After having made the sudden decision to return to Bucharest and not continue further into Transylvania, my next step was to walk over to the train station and book a seat on a train. I had several options to get from Sibiu to the capital but most of them took over 8 hours and arrived at the most inconvenient of times. So after spending ten minutes reviewing my options with the ticket woman behind the counter, whose frustration at my inability to choose a departure time grew exponentially by the second, I chose the third fastest train of the day, only because it was the only direct train that arrived at a decent hour.

Sibiu, Romania, Train Station
The next afternoon, at 2:45pm, I sat down in a window seat on that train, having made it on board only one minute before the train left. This was not because I arrived at the station late (I actually arrived 45 minutes early) but because I didn’t realize that the two small train cars sitting on Track #3 was actually my train. Apart from the train number on the side of the locomotive being completely different than the train number on my ticket, I assumed that it would be a much bigger train, especially considering that my reservation was for a seat in Wagon #7 and there were only two wagons, #3 and #4.

But, as usual, I figured it out in the end, this time thanks to a short, gray-moustached train station staff member who blew his cigarette smoke directly into my face while literally pushing me in the back towards Wagon #3. At the time, I just thought he was giving me a free back massage that must have been included with my ticket but I quickly realized that he was making sure I was on board the train before it departed. Thank you sir.

Once I was comfortably seated and my backpack was in the overheard luggage rack, I then did what I assume most people do when they first board a train. I smelled my shirt, realized that it stunk and then proceeded to change it right there in the car while putting on an extra dose of deodarant.

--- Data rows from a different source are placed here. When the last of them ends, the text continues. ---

PR #2511, opened 2025-12-17
[executor-preview] Merge 0.44 into executor preview branch

diego-plan9:
### Summary

Do some groundwork for merging `0.44.0` into the `executor_preview` branch:
* resolve most of the conflicts
* apply ruff UP fixes (same approach as #2495)
* fix mypy warnings (same approach as  #2491)

This leaves the branch nearly ready for pulling from `main`, with just one conflict unresolved:
```
git pull upstream stable/0.44.0
git checkout --ours qiskit_ibm_runtime/utils/noise_learner_result_decoder.py
git add qiskit_ibm_runtime/utils/noise_learner_result_decoder.py
git commit
```

The intent is to be able to have a regular merge commit in the branch.

### Details and comments

Alternative to #2508

### DIFF
--- a/qiskit_ibm_runtime/quantum_program/converters.py
+++ b/qiskit_ibm_runtime/quantum_program/converters.py
@@ -44,7 +44,7 @@ def quantum_program_to_0_1(program: QuantumProgram, options: ExecutorOptions) ->
         chunk_size = "auto" if item.chunk_size is None else item.chunk_size
         if isinstance(item, CircuitItem):
             model_item = CircuitItemModel(
-                circuit=QpyModelV13ToV16.from_quantum_circuit(item.circuit),
+                circuit=QpyModelV13ToV16.from_quantum_circuit(item.circuit, qpy_version=16),
                 circuit_arguments=F64TensorModel.from_numpy(item.circuit_arguments),
                 chunk_size=chunk_size,
             )
@@ -60,7 +60,7 @@ def quantum_program_to_0_1(program: QuantumProgram, options: ExecutorOptions) ->
                     else:
                         arguments[name] = value
             model_item = SamplexItemModel(
-                circuit=QpyModelV13ToV16.from_quantum_circuit(item.circuit),
+                circuit=QpyModelV13ToV16.from_quantum_circuit(item.circuit, qpy_version=16),
                 samplex=SamplexModelSSV1.from_samplex(item.samplex, ssv=1),
                 samplex_arguments=arguments,
                 shape=item.shape,
--- a/.github/workflows/integration-tests-qiskit-main.yml
+++ b/.github/workflows/integration-tests-qiskit-main.yml
@@ -25,7 +25,7 @@ jobs:
       # avoid cancellation of in-progress jobs if any matrix job fails
       fail-fast: false
       matrix:
-        python-version: [ 3.9 ]
+        python-version: [ "3.10" ]
         os: [ "ubuntu-latest" ]
         environment: ["ibm-cloud-production", "ibm-cloud-staging" ]
     environment: ${{ matrix.environment }}
--- a/qiskit_ibm_runtime/noise_learner_v3/converters/version_0_1.py
+++ b/qiskit_ibm_runtime/noise_learner_v3/converters/version_0_1.py
@@ -46,7 +46,7 @@ def noise_learner_v3_inputs_to_0_1(
         circuit.append(instr, instr.qubits, instr.clbits)
 
     return ParamsModel(
-        instructions=QpyModelV13ToV16.from_quantum_circuit(circuit),
+        instructions=QpyModelV13ToV16.from_quantum_circuit(circuit, qpy_version=16),
         options=options.to_options_model(),
     )
 
--- a/qiskit_ibm_runtime/quantum_program/quantum_program_result.py
+++ b/qiskit_ibm_runtime/quantum_program/quantum_program_result.py
@@ -75,7 +75,7 @@ class QuantumProgramResult:
         self._data = data
         self.metadata = metadata or Metadata()
 
-    def __iter__(self) -> Iterable[dict[str, np.ndarray]]:
+    def __iter__(self) -> Iterator[dict[str, np.ndarray]]:
         yield from self._data
 
     def __getitem__(self, idx: int) -> dict[str, np.ndarray]:
--- a/test/unit/quantum_program/__init__.py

Then, with my body odor under control, I sat back and bid farewell to Sibiu, not only feeling quite lucky that I had not missed the train, but feeling quite lucky at having chosen this particular departure. The scenery on this route turned out to be quite different than my previous Romanian train journeys, and only a few minutes out of Sibiu, I had a wide-open view of the Southern Carpathian Mountains, snow-covered and super-impressive, providing the most ideal backdrop to the handful of villages we passed, villages that lay scattered around the most perfect forests, with their beautiful fall colors offering me one mesmerizing view after another. As a result, I had a difficult time doing anything but observing what passed by my window.

Transylvania, Romania

And that was a good thing considering that there was nobody else to talk to on the train as my car was once again basically empty, with never more than five people inside, even after pulling into what appeared to be several somewhat major stations. For me, this was more than ideal as I admittedly was slightly nervous about my random decision to return to Bucharest. Being able to sit there on that train, in such a quiet atmosphere, helped calm me down and ease my fears of facing the unknown.

As a result, when the train arrived into Bucarest’s Gara de Nord Station at 9:15pm, and I proceeded to walk down the long platform and into the main terminal building, I felt ready to continue following my inner voice that had led me to this capital city for a second visit. I also realized, just as I stood there under the main screen that listed all of the train arrivals and departures for the day, that this latest train journey of this Eurail trip had once again helped confirm that train travel is now, without a doubt, my preferred method of travel.